Giovanni Orecchia

Personal information
- Full name: Giovanni Orecchia
- Born: c. 1925

Playing information
- Height: 5 ft 11.5 in (1.816 m)
- Weight: 13 st 3 lb (84 kg)
- Position: Wing
Club
| Years | Team | Pld | T | G | FG | P |
| 1950–≥50 | Torino XIII |  |  |  |  |  |
Representative
| Years | Team | Pld | T | G | FG | P |
| 1950–≥50 | Italy |  |  |  |  |  |

= Giovanni Orecchia =

Former Italy international rugby league footballer

Giovanni Orecchia (born c. 1925) is an Italian professional rugby league footballer who played in the 1950s. He played at representative level for Italy, and at club level for Torino XIII, as a .

==Playing career==

===International honours===
Vincenzo Bertolotto co-organised (with Dennis Chappell , from Wakefield, and a Turin resident), and captained the Italy (RL) tour of 1950 to France (3 matches), England (including; 28-49 defeat by Wigan at Central Park, Wigan on Saturday 26 August 1950, Huddersfield at Fartown Ground, Huddersfield on Wednesday 6 September 1950, St. Helens at Knowsley Road on Thursday 16 November 1950), and Wales (including; 11-29 defeat by South Wales XIII at Brewery Field, Bridgend on Saturday 2 September 1950).
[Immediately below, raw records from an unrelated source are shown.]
PR #9780, opened 2022-03-30
slack notify dev when validate_production_schema fails

ovasdi:

### Description

Specify slack channels in the `validate_production_schema` job instead of _post-steps_ to deliver notifications to both channels.

In my [testing](https://github.com/artsy/force/commit/5fa8cd717dd8e9e9d04215c635429d5002f13377), the post-step would not trigger a slack/notify if one of the required jobs fails and sends a slack notification.

### DIFF
--- a/.circleci/config.yml
+++ b/.circleci/config.yml
@@ -25,6 +25,14 @@ jobs:
 
   validate_production_schema:
     executor: node/build
+    parameters:
+      # find channel ID at the botton of channel details view (slack app) or by right clicking on channel, and copying the link. The ID will be visible at the end of that URL.
+      practice_web:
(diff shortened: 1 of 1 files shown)


.circleci/config.yml
```diff
@@ -25,13 +25,21 @@ jobs:
 
   validate_production_schema:
     executor: node/build
+    parameters:
+      practice_web:
+        type: string
+        default: C2TQ4PT8R
```
damassi, line 31: Mind adding a comment here pointing to a link where this channel string was found? Will help future devs if this needs to be moved around.

damassi (approved):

The Italy (RL) squad was; Guido Aleati (previously of R.S. Ginnastica Torino (RU)), Sergio Aleati (previously of R.S. Ginnastica Torino (RU)), Roberto Antonioli (previously of R.S. Ginnastica Torino (RU)), Angelo Arrigoni (previously of R.S. Ginnastica Torino (RU)), Vincenzo Bertolotto (previously of R.S. Ginnastica Torino (RU)), Michele Bietto, Giovanni Bonino (previously of R.S. Ginnastica Torino (RU)), Luigi Bosia, Giuseppe Cannone, Pasquale Cannone, Delio Caron, Gabriele Casalegno (previously of R.S. Ginnastica Torino (RU)), Amerio Chiara, Giorgio Cornacchia, Guido Cornarino (previously of R.S. Ginnastica Torino (RU)), Fabrizio Faglioli, Enzo Francesconi, Giuseppe Franco, Aldo Guglielminotti (previously of R.S. Ginnastica Torino (RU)), Giovanni Orecchia, Luigi Pignattaro, Franco Pipino, Giorgio Rassaval, Giorgio Rubino, Giovanni Tamagno (previously of R.S. Ginnastica Torino (RU)), Oreste Tescari and Giovanni Vigna.

===Club career===
Following the Italy (RL) tour of 1950 to France, England, and Wales, a Torino XIII featuring Giovanni Orecchia joined the French league.